|A Darker Side of Blue
Author: Rowena Zahnrei PM
In an autocratic world, humanity's last hope for freedom from the dictatorship of the High Evolutionary depends on whether the rebel leader Charles Xavier can convince Colonel Wagner to join his cause. Original AU. Please review!Rated: Fiction K+ - English - Words: 2,659 - Reviews: 4 - Favs: 1 - Published: 05-04-06 - Status: Complete - id: 2922845
|A+ A- Full 3/4 1/2 Expand Tighten|
Disclaimer: I have no claim to the X-Men in any shade, size, or flavor. Please don't sue me or steal my story.
NOTE: This story takes place in an original, non-Marvel alternate universe that was inspired by the works of George Orwell and the April "Bizarro Kurt" challenge at Nightscrawlers. I wanted to see if I could create a believable setting and character for Kurt Wagner's evil doppelganger using dialogue rather than description to drive the story. Only you can tell me if I succeeded at all, so please review!

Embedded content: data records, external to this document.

PR #282, opened 2026-04-13
client: add RedactQueryParams to hide query string from logs and errors

### LINKED ISSUE #206: client logs query parameters, which can leak secrets
There are several places where `url.URL` is used in a log or error, for example:

via logs:
https://github.com/hashicorp/go-retryablehttp/blob/571a88bc9c3b7c64575f0e9b0f646af1510f2c76/client.go#L597

via returned error:
https://github.com/hashicorp/go-retryablehttp/blob/571a88bc9c3b7c64575f0e9b0f646af1510f2c76/client.go#L751

While the former can be mitigated by setting a `nil` logger on client instantiation, users of the client have to deal with potential query param / data leaks through errors.

We would like to see either a removal of query params entirely, or an option to disable full query param reporting. We could replace instances of `url.URL` with a few options:

```
# Option 1, build URL w/o query params
cleanURL := url.Scheme + "://" + url.Host + url.Path

# Option 2, truncate query params
cleanURL := strings.Split(url.URL, "?")[0]
```

alliasgher:
## Summary

Query parameters frequently carry credentials — bearer tokens, presigned-URL signatures, OAuth tokens — yet today every request URL (query string included) is copied verbatim into debug logs **and** into the returned \`giving up after N attempt(s)\` errors. Callers that can't swap the logger still leak the query through errors.

This PR adds an opt-in \`Client.RedactQueryParams bool\` field. When set to \`true\`, the query string and fragment are stripped before the URL is rendered in logs and errors. The default is \`false\`, so existing behavior is preserved. Userinfo passwords continue to be redacted to \`xxxxx\` regardless of the setting.

Internally:

- \`redactURL\` now delegates to a small parameterized \`redactURLFor\` helper so the stripping policy flows through without changing any exported surface besides the new field.
- All call sites in \`Client.Do\` go through a new \`Client.loggableURL\` helper that consults \`RedactQueryParams\`.

### Example

\`\`\`go
c := retryablehttp.NewClient()
c.RedactQueryParams = true

// If the call fails after N retries, the returned error reads:
//   GET https://api.example.com/resource giving up after 3 attempt(s): ...
// instead of:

NOTE II: Just to clear things up, the purpose of the "Bizarro Kurt" challenge was to portray a version of Nightcrawler who is the exact opposite of the fuzzy elf we all know, from his attitude to his nationality. I really don't know what nationality would be the opposite of German, so I took my cue from the world wars and that's why he's French. I considered making him Italian, but I didn't want this Kurt to seem too much like Belasco. Sorry if there was any confusion, and thank you very much for your comments!
A Darker Side of Blue
"Good morning, monsieur! I trust you slept well."
Xavier raised his head, squinting slightly against the bright light flooding in from the open doorway. He had been kept in this dark room for so long, it took his eyes a while to adjust.

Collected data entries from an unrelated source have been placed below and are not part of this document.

PR #283, opened 2026-05-09
fix: cap Retry-After sleep to RetryWaitMax in DefaultBackoff

### LINKED ISSUE #247: Default backoff doesn't honour RetryWaitMax when "Retry-After" header is sent in the response
https://github.com/hashicorp/go-retryablehttp/blob/9dfd949154e507c91ee569367ffa461991b80950/client.go#L551-L566

The DefaultBackoff in function has a logical flaw when handling the `Retry-After` header. If the server provides an unreasonably high value in the Retry-After header, the function respects it without enforcing the `RetryWaitMax` limit set for the httpClient. This can lead to indefinite wait times or blocking behaviour. 

### Steps to Reproduce
1. Simulate a server response with an HTTP `429 Too Many Requests` status.
2. Set a high value in the `Retry-After` header (e.g., `Retry-After: 3600` for 1 hour).
3. Observe that the backoff duration exceeds the configured `RetryWaitMax` limit.

### Expected Behaviour
I believe the backoff duration should always be bounded by the configured `RetryWaitMax` value, regardless of the `Retry-After` header value.

### Suggested Fix
Update the function to enforce the `max` limit after parsing the `Retry-After` header:
```go
if sleep > max {
    return max // Enforce max backoff limit
}
```

nghiack7:
## Problem

When a server responds with a `Retry-After` header (e.g. `Retry-After: 3600`), `DefaultBackoff` unconditionally sleeps for that duration — completely ignoring the client's configured `RetryWaitMax`. This means a misbehaving or malicious server can force a client to sleep for an arbitrarily long time, bypassing the user's intent.

Fixes #247.

## Root cause

```go
// before — no cap applied
if sleep, ok := parseRetryAfterHeader(resp.Header["Retry-After"]); ok {
    return sleep   // could be hours
}
```

## Fix

Cap the `Retry-After` sleep at `max` (which is `RetryWaitMax`):

```go
if sleep, ok := parseRetryAfterHeader(resp.Header["Retry-After"]); ok {
    if sleep > max {
        return max
    }
    return sleep
}
```

This is consistent with how the exponential backoff path already respects `RetryWaitMax`.

## Tests

Added `TestClient_DefaultBackoff_RetryAfterExceedsMax` covering:
- HTTP 429 with `Retry-After: 3600` → capped to `RetryWaitMax` (10s)
- HTTP 503 with `Retry-After: 3600` → capped to `RetryWaitMax` (10s)

All existing tests pass.

### DIFF
--- a/client.go
+++ b/client.go
@@ -552,6 +552,9 @@ func DefaultBackoff(min, max time.Duration, attemptNum int, resp *http.Response)
 	if resp != nil {
 		if resp.StatusCode == http.StatusTooManyRequests || resp.StatusCode == http.StatusServiceUnavailable {
 			if sleep, ok := parseRetryAfterHeader(resp.Header["Retry-After"]); ok {
+				if sleep > max {
+					return max
+				}
 				return sleep
 			}
 		}
--- a/client_test.go
+++ b/client_test.go
@@ -896,6 +896,51 @@ func TestClient_DefaultBackoff(t *testing.T) {
 	}
 }
 
+// TestClient_DefaultBackoff_RetryAfterExceedsMax verifies that DefaultBackoff
+// caps the sleep duration from a Retry-After header at RetryWaitMax so that
+// a server cannot force an arbitrarily long wait.
+func TestClient_DefaultBackoff_RetryAfterExceedsMax(t *testing.T) {
+	testStaticTime(t)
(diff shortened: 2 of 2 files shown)


nghiack7:
@hashicorp-cla-app recheck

"I am impressed," the Frenchman continued, still in the same bright tone. "There are very few who can pass the entrance test to see me in person. Your loyalty to the High Evolutionary must run quite deep."
"You…" Xavier coughed, choking on the dryness of his own throat. The Frenchman furrowed his brow.
"Oh, I am sorry," he said, and he sounded as if he truly was. "You must be thirsty after all they put you through. Excuse me a moment… Guard!"
The sharpness of his call was a marked contrast to his apology of a moment before. Xavier narrowed his eyes. "Some water for Monsieur Xavier. At once!"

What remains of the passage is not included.